Months ago, J requested to add me as a friend in facebook but I rejected. I felt that she was a selfish person and I did not want a friend like that. However when news of her passing spread, I felt a sense of regret.

Perhaps I should learn to forgive and forget.

Friday, February 13, 2009

Don't remind me of Valentine's Day

I had a super busy and tiring day. Screamed too much at agency till my voice is hoarse. I have met many people. Glad that I have made some contacts. I feel so relieved that the event is over.

Tomorrow is Valentine's day. I have never celebrated Valentine's Day. Virgin Valentine Day still available hahahah...coz the first relationship ended before that. On this day, I never like to go out. Seeing other ladies carrying flowers make me envious and jealous.

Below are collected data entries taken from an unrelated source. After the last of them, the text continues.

Issue #184, opened 2018-02-26
Fix cycle in the dependency graph


xtuc:
It has been introduced by #180 

```
lerna WARN ECYCLE Encountered a cycle in the dependency graph.This may cause instability! Packages in cycle are: "@webassemblyjs/ast", "@webassemblyjs/cli", "@webassemblyjs/dce", "@webassemblyjs/wasm-gen", "@webassemblyjs/wasm-parser", "@webassemblyjs/wast-parser", "@webassemblyjs/wast-printer", "webassemblyjs"
lerna WARN ECYCLE Encountered a cycle in the dependency graph.This may cause instability! Packages in cycle are: "@webassemblyjs/ast", "@webassemblyjs/cli", "@webassemblyjs/dce", "@webassemblyjs/wasm-gen", "@webassemblyjs/wasm-parser", "webassemblyjs"
lerna WARN ECYCLE Encountered a cycle in the dependency graph.This may cause instability! Packages in cycle are: "@webassemblyjs/ast", "@webassemblyjs/cli", "@webassemblyjs/dce", "webassemblyjs"
```

PR #230, opened 2018-04-03
More wasm parser tests

ColinEberhardt:
A few small changes - removing a few `expected.json` files that shouldn't have been there (wasm-parser tests don't use them), and adding `br_if` / `br_table` tests. For `br_table` found a small bug in wasm-parser, fixed in this commit https://github.com/xtuc/webassemblyjs/commit/babaaea48cfa544e9f8955c6453d856f88c61424


packages/wasm-parser/src/index.js
```diff
@@ -1,5 +1,5 @@
 // @flow
-import { traverse } from "@webassemblyjs/ast";
+const t = require("@webassemblyjs/ast");
```
xtuc: I forgot to warn you, since we have a cyclic dependency with some modules, JavaScript Module sometime doesn't work, but I guess you already figure that out. There's an issue that I need to fix about it #184

xtuc:
Cool good catch! thanks

ColinEberhardt:
no problem - is this good to merge / approved?

PR #234, opened 2018-04-04
Fix anynomous identifiers

xtuc:
This adds `identifier.raw = ""` when it was anonymous and in the printing we ignore them.

Note that empty string is not a valid identifier.

Relevant test change https://github.com/xtuc/webassemblyjs/pull/234/files#diff-31198a6e4943bb5ba200294747816eb4


xtuc:
Yes this commit https://github.com/xtuc/webassemblyjs/pull/234/commits/ad58aeb327e3807b5fbb980e43eff38e65882790 is fixing the issue.

xtuc:
That's right, but the `raw` field is not mandatory (if value === raw we don't need it). I can be consistency with location handling: `withLoc`. What do you think about a `withRaw` function?

xtuc:
In my idea and how it's currently done. `raw` is an optional member of identifier; it's generic enough to support memory or table using the same paths.

I'll merge this and I hope that I addressed your concern, otherwise we can do a followup pr.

The happiest Valentine's Day I had was when I worked in a florist at Tampines Mall many years ago. I enjoyed seeing those guys coming to buy and send flowers to their loved one. I can felt that love was in the air. I could see that they are excited and happy to meet their date.

Ironically, I feel lucky that I am kept busy tomorrow. I will be out working and then going to boss's wedding. So that I have an excuse that I have no time to celebrate Valentine's Day. A sour feeling I guess.

Monday, February 9, 2009

Unsung hero - Insult or Praise?

I first learnt of the term "Unsung hero" in American idol and William Hung got that title. When the company gives the title as a reward to a colleague of mine. I felt happy yet angry for her. Why? Happy that she got her recognition after hard work. Angry with why the award was named "Unsung hero".

Is it because it is given to staff of lower rank only? Is it because the work done is considered easy? I will never want to receive such award as I feel that it is an insult to my pride and hard work. Why go managers get to receive platinum, gold and silver award while admin staff have to receive "Unsung hero" award? If "Unsung hero" award is given to me, I will tear it into pieces as I do not want it to remind me of the discrimination.

HR, I think you badly need to revamp the title of the award as you are promoting discrimination and biases.

Sunday, February 8, 2009

Edge of Mental Capacity

I have not been blogging since November. I guess because I was too tied up with work and sick with complaining. At some point, I even feel that I am going to go crazy..with speeding heart beats, anxiety and chest pain. I constantly reminded myself to stay positive.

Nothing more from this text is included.